Gay billionaire Peter Thiel is now a self-appointed theologian
Having apparently exhausted his interest in seasteading and blood transfusions from young people to ward off aging, gay Silicon Valley billionaire Peter Thiel has found a new topic to explore: the anti-Christ.
Since last fall, Thiel has been touring a four-part lecture series on the figure mentioned in the New Testament as the primary opponent of Jesus in the final days before his second coming. If that seems like an offbeat topic for a Silicon Valley millionaire, Thiel has always been known for his esoteric interests.
Thiel’s interest in the anti-Christ may date back to his own upbringing, as he was raised an evangelical. He now describes himself as a “small-o orthodox Christian.”
The concept of the anti-Christ is based on a handful of passages in the epistles of John and Paul in the New Testament. “Children, it is the last hour!” reads one passage. “As you have heard that antichrist is coming, so now many antichrists have come. From this, we know that it is the last hour.”
As with any biblical passage, the language has been the subject of a dizzying range of interpretations.
The version of the anti-Christ that has taken hold in right-wing evangelical circles is a messianic figure who emerges after the rapture has taken all true believers to heaven. The anti-Christ imposes a one-world government and a ban on would-be Christians in the final battle for Earth before Christ’s second coming. The concept was popularized in a series of books written by anti-LGBTQ+ minister Tim LaHaye, several of which were turned into movies.
While recording or taking notes during Thiel’s lectures is forbidden, excerpts of his presentations have made it into the press. They are, to say the least, confusing and heavily dependent upon a bleak view of the world. “What I will focus on is the most common and most dramatic interpretation of anti-Christ: an evil king or tyrant or anti-messiah who appears in the end times,” Thiel said, according to one account.
Thiel seems to equate the anti-Christ with a one-world government.
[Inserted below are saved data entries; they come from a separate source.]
PR #1169, opened 2020-11-16
GAPW meta-GGA bug fixing

abussy:
This PR is an answer to issue #1116 and a follow-up to PR #1140, which respectively reported and tried to address a bug in GAPW with meta-GGA functionals. I was not able to find the exact issue in the code. Instead, I rewrote from scratch the 2 main steps involved, namely evaluating tau on the atomic grids and integrating the derived potential. The new code is slightly more brute force, as everything is explicitly put on the grid and no corner is cut.

Testing involved debug runs for the forces, on all combination of 6-311G** and def2-DZVP basis sets, TPSS and M06_L functionals and H2O, CO and C2H4 molecules. Most errors are at 0.01% or less (max error at 0.07%). Moreover, the OT method was used in combination with the CG minimzer and 3PNT LINESEARCH and the total energy was systematically decreasing at each CG step of the SCF procedure, which is sound behaviour.

### DIFF
--- a/src/qs_vxc_atom.F
+++ b/src/qs_vxc_atom.F
@@ -26,8 +26,9 @@ MODULE qs_vxc_atom
    USE memory_utilities,                ONLY: reallocate
    USE message_passing,                 ONLY: mp_sum
    USE orbital_pointers,                ONLY: indso,&
-                                              nsoset,&
-                                              soset
+                                              nsoset
+   USE paw_proj_set_types,              ONLY: get_paw_proj_set,&
+                                              paw_proj_set_type
    USE qs_energy_types,                 ONLY: qs_energy_type
    USE qs_environment_types,            ONLY: get_qs_env,&
                                               qs_environment_type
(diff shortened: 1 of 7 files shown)


src/xc/xc_atom.F
```diff
@@ -595,9 +595,9 @@ SUBROUTINE fill_rho_set(rho_set, lsd, nspins, needs, rho, drho, tau, na, ir)
       LOGICAL, INTENT(IN)                                :: lsd
       INTEGER, INTENT(IN)                                :: nspins
       TYPE(xc_rho_cflags_type), INTENT(in)               :: needs
-      REAL(dp), DIMENSION(:, :), POINTER                 :: rho
-      REAL(dp), DIMENSION(:, :, :, :), POINTER           :: drho
-      REAL(dp), DIMENSION(:, :), POINTER                 :: tau
+      REAL(dp), DIMENSION(:, :)                          :: rho
```
dev-zero: `INTENT` missing

src/qs_vxc_atom.F
```diff
@@ -307,24 +305,20 @@ SUBROUTINE calculate_vxc_atom(qs_env, energy_only, exc1, gradient_atom_set, &
...
-                                           trho_h, trho_s, tau_h, tau_s)
-                  END IF
                   IF (donlcc) THEN
                      CALL calc_rho_nlcc(grid_atom, nspins, gradient_f, &
                                         ir, rho_nlcc(:, 1), rho_h, rho_s, rho_nlcc(:, 2), drho_h, drho_s)
                   END IF
-                  CALL fill_rho_set(rho_set_h, lsd, nspins, needs, rho_h, drho_h, tau_h, na, ir)
-                  CALL fill_rho_set(rho_set_s, lsd, nspins, needs, rho_s, drho_s, tau_s, na, ir)
+                  CALL fill_rho_set(rho_set_h, lsd, nspins, needs, rho_h, drho_h, tau_h(:, ir, :), na, ir)
+                  CALL fill_rho_set(rho_set_s, lsd, nspins, needs, rho_s, drho_s, tau_s(:, ir, :), na, ir)
```
dev-zero, line 321: this will generate temporaries, right? Just to be aware of it.

abussy: I did not think about it when coding, but yes, I think it will generate temporaries. I don't see how to address it without changing the overall flow though.

alazzaro:
Wow, this PR triggered an internal "catastrophic" error for the Intel compiler:

https://dashboard.cp2k.org/archive/psi-intel-psmp/commit_e18b1c5ca44b5f3bf3bf309180ce69b3151bd695.txt

abussy:
I merged two PR simultaneously, and judging by the text, it seems that #1170 is responsible instead.

alazzaro:
You are too efficient 🥇 

I think the reason is that the OpenMP region is too big. Maybe @hfp can take a look?
For the time being, I agree with your PR to remove that region...

abussy:
@alazzaro @hfp I don't think it is necessary to have a look into it. This is not a critical part of my code in terms of performance.

PR #1171, opened 2020-11-16
common/rng: add a shuffle() function

dev-zero:


hfp:
Cool!  If you are interested in "shuffling without shuffling" you can have a look at [my idea of co-prime/2](https://github.com/hfp/libxsmm/blob/master/include/libxsmm_math.h#L63). I am just mentioning this as it impacts the interface (or the way the code is written on the client-side). In a narrow sense my shuffle is not "random" but a "Restklassenring". An example for using `libxsmm_shuffle` is [here](https://github.com/hfp/libxsmm/blob/master/samples/magazine/magazine_xsmm.c#L81).

dev-zero:
@hfp ah, cool, thanks! Well, I guess for many things that method would be enough, but then it is not necessarily something I would put in an RNG class (or maybe I misunderstood something). Reminds me of the first part of [this blog entry here](https://probablydance.com/2018/06/16/fibonacci-hashing-the-optimization-that-the-world-forgot-or-a-better-alternative-to-integer-modulo/) I read some time ago, although their focus is a different one.

hfp:
@dev-zero Thank you for the URL, I like such nuggets very much! You are right, this sort of shuffle is not so much about RNG. Although, if you aim for a repeatable stream of random numbers ("deterministic"), it becomes hard to judge one or the other.

abussy:
Shouldn't the reshuffling routine of  `hfx_load_balance_methods.F` be replaced by this as part of this PR?

https://github.com/cp2k/cp2k/blob/d8fd13adce305730108831e14eb3bc4dfdde74ff/src/hfx_load_balance_methods.F#L2515-L2540

dev-zero:
@abussy yes, will do that, but I didn't want to break your PR since yours was first

abussy:
@dev-zero dev Ah, thanks. I understood it the otherway around.

abussy:
The reason why the regtest is currently failing is on me. The shuffling of the array leads to the output being in a somewhat random order, messing up the regtester. I'll fix it.

abussy:
Fixed in #1176.

PR #1172, opened 2020-11-16
grid: Allow using Cuda without __GRID_CUDA

oschuett:


alazzaro:
OK, thanks. Once it is merged I will add the change on the Daint regtest, if it is OK for you...

mtaillefumier:
it means changing the toolchain as well if you want this to work the way
you intend.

He points to what he sees as the growing threat of the environmental movement, as well as fear of AI and nuclear war, as clearing the way for the rise of the “anti-Messiah.” He worries that the world will settle for an “unjust peace” that will make it easier for a leader to seize power in the name of security. The United States is “ground zero” for the emergence of the anti-Christ.
A lot of what Thiel worries about is “stagnation,” which is a recurring theme of his. Ever the pessimist, he believes that the past 50 years have been 50 years of meh, not technological advancement. Thiel once famously complained that we were promised flying cars in the future and “instead we got 140 characters.” In a New York Times interview, he claimed that “we’ve made zero progress in 40 to 50 years” of research on Alzheimer’s disease, which is probably a surprise to the scientists who have a vastly better understanding of it than they did in 1976.
Conveniently enough, Thiel’s view of the threat from the anti-Christ dovetails nicely with the tech world’s desire for unbridled expansion and its own economic interests. He describes the anti-Christ as a “luddite who wants to stop all science,” which, of course, throws a big wrench into Silicon Valley’s money machine. Among the “legionnaires of the anti-Christ” that Thiel mentions are Eliezer Yudkowsky, who advocates for safeguards around AI, and environmental activist Greta Thunberg.
Thiel’s most recent stop was in Rome, the backyard of the Vatican. Early Protestant reformers branded the pope and/or the entire Catholic Church as the anti-Christ, something that right-wing believers and politicians are still prone to claim. (Thiel has contented himself with simply calling Pope Leo XIV the “woke pope.”)
Not surprisingly, the Vatican was not amused at the prospect of a self-taught theologian preaching in the neighborhood. In a column presumably approved by the Vatican, Catholic theologian Father Paolo Benanti described Thiel’s description of the anti-Christ as “a prolonged act of heresy against liberal consensus: a challenge to the very foundations of civil coexistence.”
Of course, that’s pretty much in keeping with Thiel’s worldview before he started citing the Bible to support it. He once said that “democracy and freedom are not “compatible.” He also bankrolled the president’s 2016 campaign, at a time when most other donors wouldn’t touch it.
Ironically, Thiel apparently never mentions his own gayness in connection with his anti-Christ lectures. As it turns out, a lot of evangelicals think that the anti-Christ is gay. So far, at least, no one has hurled that accusation at Thiel himself.